TASK REQUIREMENTS: Please copy out the entries below exactly, beginning with the line that contains "I'm not against" and ending with the line that contains "nblumhardt: Does anything", and include nothing outside that span.

══════

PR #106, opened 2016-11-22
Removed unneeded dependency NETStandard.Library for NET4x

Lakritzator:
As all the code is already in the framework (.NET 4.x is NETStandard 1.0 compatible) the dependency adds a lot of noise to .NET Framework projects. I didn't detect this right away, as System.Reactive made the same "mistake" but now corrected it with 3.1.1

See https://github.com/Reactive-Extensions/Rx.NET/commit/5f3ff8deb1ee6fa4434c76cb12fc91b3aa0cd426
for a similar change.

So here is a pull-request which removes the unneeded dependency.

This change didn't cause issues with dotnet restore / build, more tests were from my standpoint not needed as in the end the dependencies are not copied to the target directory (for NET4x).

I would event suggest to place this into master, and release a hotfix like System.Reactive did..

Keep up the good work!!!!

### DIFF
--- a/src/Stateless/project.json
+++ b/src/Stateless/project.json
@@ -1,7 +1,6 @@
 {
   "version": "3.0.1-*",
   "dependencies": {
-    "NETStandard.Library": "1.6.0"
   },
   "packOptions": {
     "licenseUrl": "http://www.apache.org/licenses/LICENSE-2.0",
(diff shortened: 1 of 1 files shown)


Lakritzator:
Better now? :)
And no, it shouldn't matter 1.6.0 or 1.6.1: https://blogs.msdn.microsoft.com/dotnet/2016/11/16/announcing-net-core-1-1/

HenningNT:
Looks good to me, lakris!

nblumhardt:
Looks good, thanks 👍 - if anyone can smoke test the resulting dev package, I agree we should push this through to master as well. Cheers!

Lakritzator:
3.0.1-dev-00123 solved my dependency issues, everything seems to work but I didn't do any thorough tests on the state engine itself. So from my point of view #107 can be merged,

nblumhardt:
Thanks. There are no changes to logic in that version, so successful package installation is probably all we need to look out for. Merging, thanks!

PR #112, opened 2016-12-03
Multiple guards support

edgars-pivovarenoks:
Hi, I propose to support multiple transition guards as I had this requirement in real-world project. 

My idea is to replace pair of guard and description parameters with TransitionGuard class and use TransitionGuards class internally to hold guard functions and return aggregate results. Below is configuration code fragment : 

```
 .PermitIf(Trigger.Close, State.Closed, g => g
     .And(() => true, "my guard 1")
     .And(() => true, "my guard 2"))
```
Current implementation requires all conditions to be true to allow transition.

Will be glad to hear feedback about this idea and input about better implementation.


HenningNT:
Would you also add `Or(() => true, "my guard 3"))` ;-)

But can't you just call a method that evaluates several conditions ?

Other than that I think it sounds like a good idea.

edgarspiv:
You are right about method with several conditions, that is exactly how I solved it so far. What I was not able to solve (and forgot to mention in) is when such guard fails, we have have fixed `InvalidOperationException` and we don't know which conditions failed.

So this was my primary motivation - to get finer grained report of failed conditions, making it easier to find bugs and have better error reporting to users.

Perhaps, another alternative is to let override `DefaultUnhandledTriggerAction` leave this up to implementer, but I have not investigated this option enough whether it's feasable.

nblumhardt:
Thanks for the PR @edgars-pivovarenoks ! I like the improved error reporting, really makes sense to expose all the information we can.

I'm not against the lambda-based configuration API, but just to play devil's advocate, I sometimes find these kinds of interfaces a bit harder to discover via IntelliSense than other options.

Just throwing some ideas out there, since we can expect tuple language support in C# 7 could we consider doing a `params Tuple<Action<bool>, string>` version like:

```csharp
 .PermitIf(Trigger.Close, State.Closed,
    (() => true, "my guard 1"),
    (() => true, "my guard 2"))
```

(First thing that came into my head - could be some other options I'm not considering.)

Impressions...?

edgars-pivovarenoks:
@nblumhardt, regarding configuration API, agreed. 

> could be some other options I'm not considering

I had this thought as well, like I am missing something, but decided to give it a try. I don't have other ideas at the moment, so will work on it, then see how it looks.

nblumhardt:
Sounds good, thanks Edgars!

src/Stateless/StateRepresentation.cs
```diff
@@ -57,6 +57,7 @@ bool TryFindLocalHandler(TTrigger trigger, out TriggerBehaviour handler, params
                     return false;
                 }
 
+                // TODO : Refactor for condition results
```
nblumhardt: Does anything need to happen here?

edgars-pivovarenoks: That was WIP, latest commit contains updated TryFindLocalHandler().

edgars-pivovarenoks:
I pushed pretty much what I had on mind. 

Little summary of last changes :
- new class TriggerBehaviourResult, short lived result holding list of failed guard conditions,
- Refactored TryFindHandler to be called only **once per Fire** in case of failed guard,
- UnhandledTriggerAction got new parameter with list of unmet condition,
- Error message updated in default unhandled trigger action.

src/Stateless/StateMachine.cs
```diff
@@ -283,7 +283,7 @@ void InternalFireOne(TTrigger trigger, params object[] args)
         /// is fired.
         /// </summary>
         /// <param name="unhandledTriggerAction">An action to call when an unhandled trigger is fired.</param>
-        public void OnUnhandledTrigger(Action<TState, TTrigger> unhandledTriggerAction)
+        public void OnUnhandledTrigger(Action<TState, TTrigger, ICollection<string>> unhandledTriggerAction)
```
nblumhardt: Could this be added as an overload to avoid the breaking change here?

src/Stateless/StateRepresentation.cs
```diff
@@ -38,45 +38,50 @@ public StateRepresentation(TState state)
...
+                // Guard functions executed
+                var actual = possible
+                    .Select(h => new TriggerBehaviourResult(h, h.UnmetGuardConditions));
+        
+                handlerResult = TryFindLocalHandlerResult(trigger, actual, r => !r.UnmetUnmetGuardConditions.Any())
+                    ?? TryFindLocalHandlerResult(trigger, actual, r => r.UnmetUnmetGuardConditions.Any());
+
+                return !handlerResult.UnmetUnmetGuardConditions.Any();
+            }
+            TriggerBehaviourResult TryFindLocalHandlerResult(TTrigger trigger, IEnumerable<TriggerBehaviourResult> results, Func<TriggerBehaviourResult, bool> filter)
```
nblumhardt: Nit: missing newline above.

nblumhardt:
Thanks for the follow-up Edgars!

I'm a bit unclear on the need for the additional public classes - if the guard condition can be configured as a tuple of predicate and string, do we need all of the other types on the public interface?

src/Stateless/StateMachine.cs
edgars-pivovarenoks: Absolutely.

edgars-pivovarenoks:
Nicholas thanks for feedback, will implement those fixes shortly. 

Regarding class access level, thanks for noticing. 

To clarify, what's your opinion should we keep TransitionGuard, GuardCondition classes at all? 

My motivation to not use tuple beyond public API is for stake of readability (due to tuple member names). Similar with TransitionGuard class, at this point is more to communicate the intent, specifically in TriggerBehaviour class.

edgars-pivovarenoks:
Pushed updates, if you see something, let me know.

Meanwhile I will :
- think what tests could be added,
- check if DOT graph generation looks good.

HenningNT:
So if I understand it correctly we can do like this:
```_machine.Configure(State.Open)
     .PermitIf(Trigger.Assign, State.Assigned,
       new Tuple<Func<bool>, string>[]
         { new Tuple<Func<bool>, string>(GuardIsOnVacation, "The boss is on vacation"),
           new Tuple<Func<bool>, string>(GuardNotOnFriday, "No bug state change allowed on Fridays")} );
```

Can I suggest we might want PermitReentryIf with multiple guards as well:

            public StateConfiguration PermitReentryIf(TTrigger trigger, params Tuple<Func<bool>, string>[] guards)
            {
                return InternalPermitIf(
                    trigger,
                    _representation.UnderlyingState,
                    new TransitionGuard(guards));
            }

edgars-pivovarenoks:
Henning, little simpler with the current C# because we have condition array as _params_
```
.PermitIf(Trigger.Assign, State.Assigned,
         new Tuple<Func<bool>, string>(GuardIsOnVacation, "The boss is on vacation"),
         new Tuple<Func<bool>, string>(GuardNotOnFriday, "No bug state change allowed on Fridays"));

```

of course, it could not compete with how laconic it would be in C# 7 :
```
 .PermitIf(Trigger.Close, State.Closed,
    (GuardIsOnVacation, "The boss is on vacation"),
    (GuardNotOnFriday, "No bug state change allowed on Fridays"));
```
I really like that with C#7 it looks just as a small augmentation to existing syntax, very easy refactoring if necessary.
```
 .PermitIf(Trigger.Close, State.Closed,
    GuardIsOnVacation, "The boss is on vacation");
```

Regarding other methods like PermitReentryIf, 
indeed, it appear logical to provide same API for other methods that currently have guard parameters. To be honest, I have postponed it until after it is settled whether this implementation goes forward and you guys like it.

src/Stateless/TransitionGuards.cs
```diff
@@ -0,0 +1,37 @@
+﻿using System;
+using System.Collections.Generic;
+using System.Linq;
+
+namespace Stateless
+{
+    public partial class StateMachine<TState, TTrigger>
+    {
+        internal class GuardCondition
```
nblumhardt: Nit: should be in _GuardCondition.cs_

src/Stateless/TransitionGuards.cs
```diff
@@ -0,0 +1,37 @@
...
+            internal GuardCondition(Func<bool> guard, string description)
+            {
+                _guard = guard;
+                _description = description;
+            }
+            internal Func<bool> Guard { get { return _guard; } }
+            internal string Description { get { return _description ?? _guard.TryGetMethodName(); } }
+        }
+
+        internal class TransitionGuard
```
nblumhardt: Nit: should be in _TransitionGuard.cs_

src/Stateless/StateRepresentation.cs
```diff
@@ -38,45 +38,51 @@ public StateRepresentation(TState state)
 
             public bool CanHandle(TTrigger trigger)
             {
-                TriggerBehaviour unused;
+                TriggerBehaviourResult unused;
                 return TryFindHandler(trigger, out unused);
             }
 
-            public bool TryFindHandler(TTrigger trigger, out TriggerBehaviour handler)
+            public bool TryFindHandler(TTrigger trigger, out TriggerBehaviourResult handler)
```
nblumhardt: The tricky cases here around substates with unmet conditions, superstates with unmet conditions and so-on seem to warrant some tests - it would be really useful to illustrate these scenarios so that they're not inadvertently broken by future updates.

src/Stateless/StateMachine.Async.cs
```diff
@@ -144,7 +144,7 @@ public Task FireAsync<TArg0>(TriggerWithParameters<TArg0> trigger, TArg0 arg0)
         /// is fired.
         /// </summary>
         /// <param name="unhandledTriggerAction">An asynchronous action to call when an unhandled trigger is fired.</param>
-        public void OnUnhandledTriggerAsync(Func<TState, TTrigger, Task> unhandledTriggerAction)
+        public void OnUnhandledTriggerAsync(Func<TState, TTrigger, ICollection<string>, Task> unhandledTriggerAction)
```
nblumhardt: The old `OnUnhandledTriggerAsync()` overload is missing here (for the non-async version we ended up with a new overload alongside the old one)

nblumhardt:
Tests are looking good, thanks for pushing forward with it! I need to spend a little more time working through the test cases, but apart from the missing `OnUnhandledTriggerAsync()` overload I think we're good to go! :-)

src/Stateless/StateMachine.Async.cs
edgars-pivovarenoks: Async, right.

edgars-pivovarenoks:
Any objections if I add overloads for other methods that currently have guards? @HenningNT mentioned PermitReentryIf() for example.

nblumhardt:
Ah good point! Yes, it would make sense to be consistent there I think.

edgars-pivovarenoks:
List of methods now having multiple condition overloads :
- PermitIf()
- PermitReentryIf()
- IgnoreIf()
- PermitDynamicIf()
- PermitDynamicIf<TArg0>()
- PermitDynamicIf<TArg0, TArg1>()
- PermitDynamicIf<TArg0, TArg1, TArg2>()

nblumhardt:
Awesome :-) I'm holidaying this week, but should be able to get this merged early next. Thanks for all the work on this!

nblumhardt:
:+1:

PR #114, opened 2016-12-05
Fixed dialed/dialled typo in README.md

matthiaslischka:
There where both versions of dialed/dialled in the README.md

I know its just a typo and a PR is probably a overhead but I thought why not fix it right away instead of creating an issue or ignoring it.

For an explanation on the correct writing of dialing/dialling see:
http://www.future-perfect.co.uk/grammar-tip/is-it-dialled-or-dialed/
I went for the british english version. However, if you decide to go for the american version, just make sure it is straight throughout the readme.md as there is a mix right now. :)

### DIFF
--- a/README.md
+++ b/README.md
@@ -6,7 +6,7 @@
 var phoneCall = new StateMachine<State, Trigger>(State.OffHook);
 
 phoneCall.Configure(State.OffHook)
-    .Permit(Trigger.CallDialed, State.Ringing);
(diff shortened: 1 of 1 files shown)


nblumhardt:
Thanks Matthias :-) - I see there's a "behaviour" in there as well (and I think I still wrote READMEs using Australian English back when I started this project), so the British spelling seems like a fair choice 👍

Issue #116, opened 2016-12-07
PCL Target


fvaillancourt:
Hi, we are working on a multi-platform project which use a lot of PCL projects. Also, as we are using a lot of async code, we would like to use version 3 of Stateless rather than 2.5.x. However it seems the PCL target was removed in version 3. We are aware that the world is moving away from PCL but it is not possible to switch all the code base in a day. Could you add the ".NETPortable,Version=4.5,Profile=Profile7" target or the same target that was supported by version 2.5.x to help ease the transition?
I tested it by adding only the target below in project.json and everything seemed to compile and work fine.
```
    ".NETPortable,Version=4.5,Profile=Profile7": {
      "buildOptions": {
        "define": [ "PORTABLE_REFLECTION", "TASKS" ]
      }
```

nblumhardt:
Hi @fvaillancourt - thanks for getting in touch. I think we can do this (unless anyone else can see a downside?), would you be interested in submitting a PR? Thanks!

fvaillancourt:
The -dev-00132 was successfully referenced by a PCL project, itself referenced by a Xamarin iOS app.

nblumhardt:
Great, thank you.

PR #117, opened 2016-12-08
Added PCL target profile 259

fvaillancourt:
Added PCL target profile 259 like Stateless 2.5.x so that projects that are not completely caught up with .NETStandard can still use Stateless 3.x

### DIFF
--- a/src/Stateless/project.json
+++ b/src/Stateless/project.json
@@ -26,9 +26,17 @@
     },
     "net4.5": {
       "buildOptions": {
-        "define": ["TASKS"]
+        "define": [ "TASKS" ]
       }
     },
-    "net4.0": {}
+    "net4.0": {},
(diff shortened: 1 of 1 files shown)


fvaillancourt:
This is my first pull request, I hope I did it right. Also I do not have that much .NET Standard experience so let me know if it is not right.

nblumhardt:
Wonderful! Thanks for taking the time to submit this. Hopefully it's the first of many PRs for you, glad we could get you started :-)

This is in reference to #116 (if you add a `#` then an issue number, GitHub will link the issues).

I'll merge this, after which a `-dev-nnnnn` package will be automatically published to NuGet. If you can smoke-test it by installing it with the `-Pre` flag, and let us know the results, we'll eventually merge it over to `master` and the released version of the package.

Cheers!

══════

RESULT OF THIS EXERCISE:
I'm not against the lambda-based configuration API, but just to play devil's advocate, I sometimes find these kinds of interfaces a bit harder to discover via IntelliSense than other options.

Just throwing some ideas out there, since we can expect tuple language support in C# 7 could we consider doing a `params Tuple<Action<bool>, string>` version like:

```csharp
 .PermitIf(Trigger.Close, State.Closed,
    (() => true, "my guard 1"),
    (() => true, "my guard 2"))
```

(First thing that came into my head - could be some other options I'm not considering.)

Impressions...?

edgars-pivovarenoks:
@nblumhardt, regarding configuration API, agreed. 

> could be some other options I'm not considering

I had this thought as well, like I am missing something, but decided to give it a try. I don't have other ideas at the moment, so will work on it, then see how it looks.

nblumhardt:
Sounds good, thanks Edgars!

src/Stateless/StateRepresentation.cs
```diff
@@ -57,6 +57,7 @@ bool TryFindLocalHandler(TTrigger trigger, out TriggerBehaviour handler, params
                     return false;
                 }
 
+                // TODO : Refactor for condition results
```
nblumhardt: Does anything need to happen here?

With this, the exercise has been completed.